Why would he, alone, be the G40 target, excluding Kasukuwere? Why would you run and hide at another target’s house?
And after the 15 minutes of gunfire, suddenly it stopped and they were brave to come out and “legally” escape? Someone please linguistically and legally break this down for me, how does one “legally escape”, are there laws in a country that facilitate escape of people?
Something does not add up.
Moreover, his “acquittal” was not legal except “captured” statements by a woman who was scaring anyone and anything in her way of capturing power.
It is not enough to declare a suspect’s innocence by referring to his potbelly or his “young age” in Bindura.
When did a rally in Bindura become a court of law and when do wives of presidents become oath sworn interpreters of the law?
We are still perturbed by how some respected man and women were “undressed” in front of millions only in the name of fermenting a crude political culture of protecting “your boys”.
So the professor has a case to answer and in his interview he evaded the question, he refrained from declaring whether he is innocent on the Zimdef issue or not.
Employing the phrase “illegitimate government” and tirelessly repeating it doesn’t make it true nor does it shift ontologies of current governance, it simply assured the viewers that “kunze kweZanu-PF kunotonhora” (once out of Zanu-PF you will suffer) and the Professor was an exhibit, probably that is the reason he kept on licking his lips.
Chenjerai Hove saw it in 1981
Chenjerai Hove wrote a poem A Masquerade in 1981. In Kadhani and Zimunya’s And Now the Poets speak is yet again a grain of lesson on political thespians we have to be on the lookout for.
In Hove’s rendition, we are warned of those who parade themselves as heroes of a struggle that never was, pretending to be victims with so much knowledge yet they made it all up.
He implores us to be watchful of the virus of instability they are destined to invoke. Let me allow Hove to speak to you as well:
A Masquerade in turmoil
Tossing heaven-bound darkness
On peppered tongues, they came,
They came bound to pretence, to malice,
With home-made head-loads of histories
Distilled in huge stately palaces
Of heroes felt in their head.
Tramps, blessed by archbishops
They came, to spread blessed leprosy
Through soiled habits, aferment.
It was as if Chenjerai had seen Jonathan Moyo then. Indeed literature is a prophet, it tells us what happened and what will happen and renders a free lesson to all who confide in it.
In its wealth, this poem summarises who and what Jonathan Moyo was and is from that interview, “A masquerade” distancing himself from systems he created and actively participated in.
He is no different from the reactionary politicians we saw some past years except that he has experience in it after a stint in 2004-2008 and now he is back in the trenches, only in a different location with self-imposed importance.

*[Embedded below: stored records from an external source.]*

PR #1154, opened 2017-11-30
Add introspection attribute to fields

swalkinshaw:
Types already had the `introspection` attribute, but without it on fields, there was no easy to check if a field is an introspection field or not.

Usually an introspection field returns an introspection type, but this breaks down for `__typename` which always returns a `String`. Instead of treating it differently, this just adds the attribute to all fields.

Now `introspection?` is available. This can be useful for analysis like computing complexity.

### DIFF
--- a/lib/graphql/field.rb
+++ b/lib/graphql/field.rb
@@ -131,6 +131,7 @@ module GraphQL
       :relay_nodes_field,
       :subscription_scope,
       :trace,
+      :introspection,
       argument: GraphQL::Define::AssignArgument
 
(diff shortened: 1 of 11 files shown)


swalkinshaw:
I think the alternative here is just a static check for `name == '__typename'` so this isn't the biggest deal. But it makes semantic sense since they *are* introspection fields?

chrisbutcher:
Seems like a reasonable change 👍

rmosolgo:
:ok_hand: nice!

One wise man advised me this other day. He said, “Never ever trust Jonathan Moyo. None of his projects ever work or are genuine.
Look at the Ford Foundation and the Wits University scandals and not forgetting the Tsholotsho Declaration.
See how Godfrey Gandawa was pulled into the Zimdef saga together with Fredrick Mandizvidza. See how many young and promising politicians we have lost because of his G40 projects.
It always flops and its the people around him who always suffer, anyone who follows Jonathan Moyo always withers and is burnt in the process. My people, do not be burnt!